American policymakers, and the health economists who enable them, are obsessed with issues of consumer demand, and the notion that health care is so expensive because Americans are so eager to consume it. In fact, insured Americans already have the highest out-of-pocket liabilities in the developed world, and use fewer services initiated by consumers. In the absence of supplemental coverage Medicare beneficiaries would have still higher out-of-pocket liabilities than other insured Americans, which is why essentially every beneficiary who can afford it seeks extra coverage. But while overuse of some services in some communities is inarguably a part of the Medicare cost problem, there is no compelling evidence that consumer-generated demand is a significant part of the problem. Whatever the political rhetoric, Medicare beneficiaries simply aren’t banging down the doors of physicians’ offices demanding extra MRIs and surgical procedures.

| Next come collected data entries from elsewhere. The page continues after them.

PR #497, opened 2025-08-01
refactor: Return bool instead of throwing when checking authenticated RMS user

zhmurov:
Checking if user logged into RMS should not throw and exception: this is a routine check and nothing is wrong when user is not authenticated. Hence this function should return boolean instead of throwing an exception.

Changed the name of the function accordingly.

### DIFF
--- a/manytask/glab.py
+++ b/manytask/glab.py
@@ -8,6 +8,7 @@ import gitlab
 import gitlab.const
 import gitlab.v4.objects
 import requests
+from urllib.error import HTTPError
 
 from .abstract import RmsApi, RmsUser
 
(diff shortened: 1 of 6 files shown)


manytask/glab.py
```diff
@@ -3,6 +3,7 @@
 import logging
 from dataclasses import dataclass
 from typing import Any
+from urllib.error import HTTPError
```
zhmurov, line 6: requests.exception

manytask/glab.py
```diff
@@ -267,13 +268,18 @@ def get_rms_user_by_username(
...
+    def check_user_authenticated_in_rms(
         self,
         oauth_token: str,
-    ) -> None:
+    ) -> bool:
         headers = {"Authorization": "Bearer " + oauth_token}
         response = requests.get(f"{self.base_url}/api/v4/user", headers=headers)
-        response.raise_for_status()
+        try:
+            response.raise_for_status()
```
KIoppert, line 278: `self.get_authenticated_rms_user(oauth_token)`

I'm not really sure, but how about getting rid of the copypaste a bit? Or move common part to a separate method?

tests/test_api.py
```diff
@@ -491,6 +491,7 @@ class Course:
                 "version": 1.5,
                 "username": TEST_USERNAME,
                 "user_id": TEST_USER_ID,
+                "access_token": 123,
```
KIoppert, line 494: nitpick: string

PR #538, opened 2025-08-14
refactor: Store instance not course admin in StoredUser

zhmurov:
Stored user contains username, first and last name, rms_id, these represent user, not user on course.


manytask/database.py
```diff
@@ -660,7 +661,7 @@ def get_all_users(self) -> list[StoredUser]:
                     first_name=user.first_name,
                     last_name=user.last_name,
                     rms_id=user.rms_id,
-                    course_admin=user.is_instance_admin,
```
zhmurov, line 663: This is the only place where returned value is read from StoredUser and it is obviously instance admin here.

KIoppert (dismissed):

Issue #525, opened 2025-08-05
bug: for `initial_instance_admin` not defined `rms_id`


KIoppert:
After #494 zero admin can't create project for some course

zhmurov:
Can be fixed manually once per instance. Note that first and last names should be updated as well.

PR #543, opened 2025-08-20
fix: fix for "add grade config" PR

KIoppert:
Fix problems with migration in #428


manytask/database.py
```diff
@@ -82,7 +82,7 @@ def __init__(
                 session,
                 models.User,
                 username=config.instance_admin_username,
-                defaults={"first_name": "Instance", "last_name": "Admin", "is_instance_admin": True},
+                defaults={"first_name": "Instance", "last_name": "Admin", "is_instance_admin": True, "rms_id": -1},
```
KIoppert, line 85: Need more successful decision. Relates to #525

PR #555, opened 2025-08-23
fix: Set RMS ID for initial instance admin when app is initialized

### LINKED ISSUE #525: bug: for `initial_instance_admin` not defined `rms_id`

zhmurov:
When initial instance admin is created, their RMS ID is set to -1. This causes an error when this user is identified later. Moreover, there is no means to update the RMS ID from admin panel to fix this error. This fixes the issue by getting RMS ID when instance is initialized.

Fixes #525


tests/test_main.py
```diff
@@ -95,6 +95,12 @@ def mock_project_list_search(**kwargs):
 
         gitlab_instance.projects.list.side_effect = mock_project_list_search
 
+        # Mock GitLab RMS user for instance admin
+        mock_rms_user = MagicMock()
+        mock_rms_user.username = os.getenv("INITIAL_INSTANCE_ADMIN", "instance_admin")
+        mock_rms_user.id = 12345
+        gitlab_instance.get_rms_user_by_username.return_value = mock_rms_user
+
```
KIoppert, line 103: You need this instead of what you have
```py
mock_student = MagicMock()
mock_student._attrs = {"id": 0, "username": "", "name": "Test User"}

def mock_get_student(**kwargs):
    username = kwargs.get("username", "")
    mock_student._attrs["username"] = username
    return [mock_student]

gitlab_instance.users.list.side_effect = mock_get_student
```

zhmurov: It worked, thanks!

manytask/main.py
```diff
@@ -136,10 +136,13 @@ def _database_storage_setup(app: CustomFlask) -> abstract.StorageApi:
     if instance_admin_username is None:
         raise EnvironmentError("Unable to find INITIAL_INSTANCE_ADMIN env")
 
+    rms_user = rms_api.get_rms_user_by_username(instance_admin_username)
+
```
KIoppert, line 140: We need if..else block for `app.debug`

KIoppert (changes requested):

KIoppert (dismissed):

zhmurov:
Don't want to step on @gagarinkomar s heals with this one. So the priority is low.

prawwtocol (changes requested):

manytask/database.py
```diff
@@ -85,7 +86,11 @@ def __init__(
                 models.User,
                 username=config.instance_admin_username,
                 defaults={"is_instance_admin": True},
```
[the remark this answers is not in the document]
zhmurov: Тут dafaults же не поможет, получается? Нужно явно где-то поменять его?

prawwtocol (dismissed):

zhmurov:
Better fix is already in the code. the fixes for tests are now in PR #929.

Quite the contrary: during the past decade, Congress has eliminated cost-sharing for most Medicare preventive services in response to concerns about the underuse of such services, and because of evidence that out-of-pocket costs were a significant deterrent, especially for less affluent and minority beneficiaries. More generally, while the evidence has been clear since the RAND experiments of the early 1970s that out-of-pocket costs reduce health care use, it’s also been clear that their effect is inversely related to disposable income: the less income a person has, the greater the effect of copayments and deductibles, not to mention the greater likelihood of poor health.

That’s why Medicaid historically forbade deductibles, and now permits them at only nominal levels. More importantly, the growth in out-of-pocket costs for health care consumers during the last decade or so has provided an abundance of illustrations of the basic fact that consumers deterred from seeking health care for economic reasons are just as likely to forego needed services as “discretionary” ones, and that that phenomenon is further correlated with income. Faced with higher out-of-pocket expenses, consumers may get fewer Botox treatments or buy fewer laxatives, but they also skip visits for management of their heart disease and diabetes, and don’t fill their prescriptions for hypertension medication.

The reason health insurance exists in the first place, after all, is to relieve individuals who are not medical experts of the need to figure out whether they can afford any particular medical service. In a rational world, policymakers worried about unnecessary or inappropriate use of specific services would just refuse to pay for those services. But in the contemporary American political environment, they might be accused of “rationing” or “death panels,” so they stay away. Instead, they appear to be willing, once again, to impose the consequences of their inability to control costs on those least able to bear them.

http://www.kaiserhealthnews.org/Stories/2011/August/02/different-takes-080211-vladeck.aspx

Unreasonable consumer demand is not a significant source of our high health care spending. Measures that deprive patients of beneficial health care services by imposing penalties designed to suppress consumer demand are not only inappropriate, but are truly heartless.